First stop, my hometown of Jerusalem. (Israel, that is. Turned in that letter yet?) This being the nation where I was raised for a portion of my teen years, I could probably write a book on it, but for the purpose of this article (taking up five-or-so square inches of space that I couldn't find anything else for), I'll stick to only the most noticeable trends. First up, hair color. Evidently, many moons ago, someone claiming to be a serious authority on the subject of fashion came to the Holy Land and spake these words: Thou shalt color your hair the shade of your favorite food! Or at least that's the only explanation I can come up with to explain why every woman over the age of 30 seems to color their hair like an eggplant. I mean, it is a very popular food there.

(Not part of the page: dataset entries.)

PR #2049, opened 2020-10-02
Fix issue with stacking columns within mj-group in Gmail for IOS 

jsteele883:
This PR resolves the bug in Gmail on IOS where the `word-spacing: 1px` is added to the body causing the mj-group columns to stack. The issue is outlined here https://github.com/hteumeuleu/email-bugs/issues/80 and the suggested fix is provided by Mark Robbins.

Example MJML to reproduce issue:

```
<mjml>
  <mj-body>
    <mj-section>
      <mj-group>
        <mj-column>
          <mj-text font-size="13px" color="#000000">Text left</mj-text>
        </mj-column>
        <mj-column>
          <mj-text font-size="13px" color="#000000">Text right</mj-text>
        </mj-column>
      </mj-group>
    </mj-section>
  </mj-body>
</mjml>
```

Columns are stacking in IOS 14 on Gmail. The fix will ensure that the columns remain inline. 

Email on Acid link testing updated MJML https://app.emailonacid.com/app/acidtest/dl3EjaVeiHMeg4jQuqi7vci31erb7xGdGJa93CSOY0QZ6/list

### DIFF
--- a/packages/mjml-core/src/helpers/skeleton.js
+++ b/packages/mjml-core/src/helpers/skeleton.js
@@ -76,10 +76,9 @@ export default function skeleton(options) {
         }
         ${headRaw.filter(negate(isNil)).join('\n')}
       </head>
-      <body${
-        backgroundColor === ''
-          ? ''
-          : ` style="background-color:${backgroundColor};"`
+      <body${backgroundColor === ''
+        ? ' style="word-spacing:normal"'
+        : ` style="word-spacing:normal;background-color:${backgroundColor};"`
       }>
         ${buildPreview(preview)}
         ${content}
--- a/packages/mjml-core/src/helpers/skeleton.js
+++ b/packages/mjml-core/src/helpers/skeleton.js
@@ -76,10 +76,7 @@ export default function skeleton(options) {
         }
         ${headRaw.filter(negate(isNil)).join('\n')}
       </head>
-      <body${backgroundColor === ''
-        ? ' style="word-spacing:normal"'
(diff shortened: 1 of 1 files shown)


packages/mjml-core/src/helpers/skeleton.js
```diff
@@ -76,10 +76,9 @@ export default function skeleton(options) {
         }
         ${headRaw.filter(negate(isNil)).join('\n')}
       </head>
-      <body${
-        backgroundColor === ''
-          ? ''
-          : ` style="background-color:${backgroundColor};"`
+      <body${backgroundColor === ''
+        ? ' style="word-spacing:normal"'
```
iRyusa, line 80:
```
style="word-spacing:normal;${backgroundColor ? `background-color:${backgroundColor};` : ''}"
```

Maybe something like that to avoid repetition ?

iRyusa:
That's so good 👍 Thanks for this

packages/mjml-core/src/helpers/skeleton.js
jsteele883: @iRyusa Thanks for the suggestion I've updated that now

iRyusa (approved):

iRyusa:
Maybe we can remove the note about minify on mj-group then ?

jsteele883:
> Maybe we can remove the note about minify on mj-group then ?

It could be the same bug. I don't have an IOS9 device to test so I couldn't say for certain. Let me know what you think and I can remove the note if necessary.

Next up, the emo/myspace wave that has long since left American shores caked in an oil spill of eyeliner and hair gel is finally reaching the Mediterranean sea. Cruising the sidewalks of Jerusalem, lookin' fly as always, I was disturbed by the number of Israeli youth who have decided to drasically raise Israel's already-staggering per capita hair gel use to new heights.

Next up, I crossed the Mediterranean puddle to the absoulutely lovely Spanish port city of Barcelona. Worth noting first was the food. After spending roughly the last year entirely in the confines of the Waltham/Brandeis area, I was delighted to bathe for a week in a sea of shellfish and succulent bacon. Needless to say, a return to the kosher-conscious Brandeis campus has struck a blow to my livelihood.

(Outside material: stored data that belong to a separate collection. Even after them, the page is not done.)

PR #647, opened 2020-05-27
Add support for custom HTML tags

ottobonn:
This PR is my follow-up to the discussion in https://github.com/zeit/next.js/discussions/13376. It adds support for custom HTML tags (whose names are lower case and contain hyphens) to styled-jsx.

Here's an example of such a tag in React:

```js
export default function Test() {
  return (
    <my-test class="root">
      <style jsx>{`
        .root {
          margin: 0;
          width: 100%;
          height: 100%;
        }
      </style>
    </my-test>
  );
}
```

Before this PR, the output of styled-jsx would be:

```html
<my-test class="root" className="jsx-12345">
```

This output is not quite right, because React passes through the raw `class` attribute of the element for custom HTML tags, and styled-jsx is attaching additional class names to `className`. 

This PR adds code to detect custom element names and to use `class` instead of `className` for them.


ottobonn:
Looks like the CI build failed due to the Zeit/Vercel rename...

heff:
Thanks for figuring this out @ottobonn! Running into this issue with people trying to use styled-jsx with [media-chrome](https://github.com/muxinc/media-chrome) custom elements. Is there something I can do to help get this over the line?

Upon visiting the popular beach hangouts and clubs, I was suprised to discover that Spain's favorite national pastime was none other than pickpocketing. In the course of one New Year's evening, I counted as many as several attempts on my pants pockets. Though I thwarted each one, my assailants showed great sportsmanship, apologizing and then striking up a friendly conversation with me, during which I briefed them on their theft technique.

Musically, Spaniards seemed somwhat inept. Though I make no claims to dancing fame, I was practically a dancefloor dynamo in the face of the robot-strutting, mashed potato club crowds I encountered. They also seem to be a little behind on current club hits. Coolio's decade-plus-old hit "Gansta's Paradise" was played at each of the clubs I visited and greeted with unrestrained enthusiasm at least twice. Simply fascinating.

Well, it seems like that's all the space we've got for this edition, young children. I guess we'll have to wrap this up another time. You can hear all about my trip to the Las Vegas airport, where I made $3 out of $1, and lost it all.